A few questions remain:

* How do they 'encrypt emails to anybody'?

* Where do they encrypt - locally or on the server?

------
pdkl95
Aka, the "second-hand smoke" effect of gmail (or any similar service). Even if
_you_ are fine with giving your data Goggle (or Facebook, etc), it's a problem
if your forcing that decision on others.

The solution is probably using email in a manner closer to how it was
originally designed: many local MTAs instead of a handful of centralized MTAs.

Here's a product idea, which could make someone a lot if they can find a way
to implement it: a home server that is a minimal, secure, _locally contained_
, _turn-key_ home email MTA (with some localhost-only IMAP/webmail interface).
You sell the server (and maybe a 1-time service to help people set it up).

This server would have to include a "choose your vendor, enter your credit
card, click subscribe" super-easy interface to let people subscribe to vendors
(multiple, if desired) that provide lower-MX-priority backup MTA services.
(perhaps with an optional "hidden MTA" option, where your home server and
lowest MX is only visible to the service, so the home router only connects to
know hosts, IFF that is something that the customer wants.

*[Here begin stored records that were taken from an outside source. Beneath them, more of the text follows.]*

PR #745, opened 2020-08-05
GitHub actions

slang25:
This is a first cut, I haven't done the NuGet related stuff as I don't have permissions on this repo to setup secrets.

This PR adds:
- A GitHub Action to build, run tests of each platform, integration tests on linux only, and collects artifacts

People already understand local-only delivery because it emulates snail-mail.
If you can let people receive messages and data unattended and asynchronous,
so they can run the server when they want and receive their data directly
(nobody else involved except for the backup services _of their choice_ , then
you have a product that will sell. It doesn't even need to have to have great
uptime (that's what multiple MX records are for) or performance.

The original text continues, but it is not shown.